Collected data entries
───
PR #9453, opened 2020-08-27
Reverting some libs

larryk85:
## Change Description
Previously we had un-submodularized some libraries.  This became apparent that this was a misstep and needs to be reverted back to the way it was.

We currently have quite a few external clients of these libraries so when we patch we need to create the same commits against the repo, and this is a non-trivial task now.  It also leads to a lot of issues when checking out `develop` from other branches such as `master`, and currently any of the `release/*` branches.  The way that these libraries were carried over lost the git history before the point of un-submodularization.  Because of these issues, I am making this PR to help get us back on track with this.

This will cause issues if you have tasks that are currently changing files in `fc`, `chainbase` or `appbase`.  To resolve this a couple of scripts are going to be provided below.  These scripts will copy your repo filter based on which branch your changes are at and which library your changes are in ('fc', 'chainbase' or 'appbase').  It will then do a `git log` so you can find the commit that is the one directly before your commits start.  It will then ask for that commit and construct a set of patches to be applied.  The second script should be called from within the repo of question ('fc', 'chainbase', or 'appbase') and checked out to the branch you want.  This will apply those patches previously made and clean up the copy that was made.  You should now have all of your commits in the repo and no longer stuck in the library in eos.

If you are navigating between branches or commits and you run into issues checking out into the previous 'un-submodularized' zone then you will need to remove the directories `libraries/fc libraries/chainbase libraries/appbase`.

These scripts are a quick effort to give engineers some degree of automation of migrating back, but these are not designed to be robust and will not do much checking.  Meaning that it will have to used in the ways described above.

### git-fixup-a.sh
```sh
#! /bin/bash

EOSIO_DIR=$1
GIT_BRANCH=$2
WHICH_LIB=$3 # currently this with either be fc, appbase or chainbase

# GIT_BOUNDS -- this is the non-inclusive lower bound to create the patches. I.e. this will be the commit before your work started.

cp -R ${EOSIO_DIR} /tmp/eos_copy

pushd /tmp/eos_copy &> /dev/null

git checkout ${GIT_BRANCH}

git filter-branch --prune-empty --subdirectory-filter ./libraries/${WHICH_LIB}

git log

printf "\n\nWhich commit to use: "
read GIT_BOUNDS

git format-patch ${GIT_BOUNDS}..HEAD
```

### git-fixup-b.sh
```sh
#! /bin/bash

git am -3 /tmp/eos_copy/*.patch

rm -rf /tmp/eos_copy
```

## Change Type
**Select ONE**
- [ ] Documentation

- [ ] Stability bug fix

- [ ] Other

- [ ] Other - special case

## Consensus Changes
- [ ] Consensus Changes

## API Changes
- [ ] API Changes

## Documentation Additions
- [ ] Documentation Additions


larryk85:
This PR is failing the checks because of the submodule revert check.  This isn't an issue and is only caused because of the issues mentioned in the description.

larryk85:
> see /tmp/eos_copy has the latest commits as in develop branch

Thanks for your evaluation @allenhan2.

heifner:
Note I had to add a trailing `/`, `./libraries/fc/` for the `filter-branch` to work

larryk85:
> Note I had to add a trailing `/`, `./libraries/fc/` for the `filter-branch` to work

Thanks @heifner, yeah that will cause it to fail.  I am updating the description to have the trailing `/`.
───
Work task >> Give a word-for-word copy of the records.

Result of the task >>
PR #9453, opened 2020-08-27
Reverting some libs

larryk85:
## Change Description
Previously we had un-submodularized some libraries.  This became apparent that this was a misstep and needs to be reverted back to the way it was.

We currently have quite a few external clients of these libraries so when we patch we need to create the same commits against the repo, and this is a non-trivial task now.  It also leads to a lot of issues when checking out `develop` from other branches such as `master`, and currently any of the `release/*` branches.  The way that these libraries were carried over lost the git history before the point of un-submodularization.  Because of these issues, I am making this PR to help get us back on track with this.

This will cause issues if you have tasks that are currently changing files in `fc`, `chainbase` or `appbase`.  To resolve this a couple of scripts are going to be provided below.  These scripts will copy your repo filter based on which branch your changes are at and which library your changes are in ('fc', 'chainbase' or 'appbase').  It will then do a `git log` so you can find the commit that is the one directly before your commits start.  It will then ask for that commit and construct a set of patches to be applied.  The second script should be called from within the repo of question ('fc', 'chainbase', or 'appbase') and checked out to the branch you want.  This will apply those patches previously made and clean up the copy that was made.  You should now have all of your commits in the repo and no longer stuck in the library in eos.

If you are navigating between branches or commits and you run into issues checking out into the previous 'un-submodularized' zone then you will need to remove the directories `libraries/fc libraries/chainbase libraries/appbase`.

These scripts are a quick effort to give engineers some degree of automation of migrating back, but these are not designed to be robust and will not do much checking.  Meaning that it will have to used in the ways described above.

### git-fixup-a.sh
```sh
#! /bin/bash

EOSIO_DIR=$1
GIT_BRANCH=$2
WHICH_LIB=$3 # currently this with either be fc, appbase or chainbase

# GIT_BOUNDS -- this is the non-inclusive lower bound to create the patches. I.e. this will be the commit before your work started.

cp -R ${EOSIO_DIR} /tmp/eos_copy

pushd /tmp/eos_copy &> /dev/null

git checkout ${GIT_BRANCH}

git filter-branch --prune-empty --subdirectory-filter ./libraries/${WHICH_LIB}

git log

printf "\n\nWhich commit to use: "
read GIT_BOUNDS

git format-patch ${GIT_BOUNDS}..HEAD
```

### git-fixup-b.sh
```sh
#! /bin/bash

git am -3 /tmp/eos_copy/*.patch

rm -rf /tmp/eos_copy
```

## Change Type
**Select ONE**
- [ ] Documentation

- [ ] Stability bug fix

- [ ] Other

- [ ] Other - special case

## Consensus Changes
- [ ] Consensus Changes

## API Changes
- [ ] API Changes

## Documentation Additions
- [ ] Documentation Additions


larryk85:
This PR is failing the checks because of the submodule revert check.  This isn't an issue and is only caused because of the issues mentioned in the description.

larryk85:
> see /tmp/eos_copy has the latest commits as in develop branch

Thanks for your evaluation @allenhan2.

heifner:
Note I had to add a trailing `/`, `./libraries/fc/` for the `filter-branch` to work

larryk85:
> Note I had to add a trailing `/`, `./libraries/fc/` for the `filter-branch` to work

Thanks @heifner, yeah that will cause it to fail.  I am updating the description to have the trailing `/`.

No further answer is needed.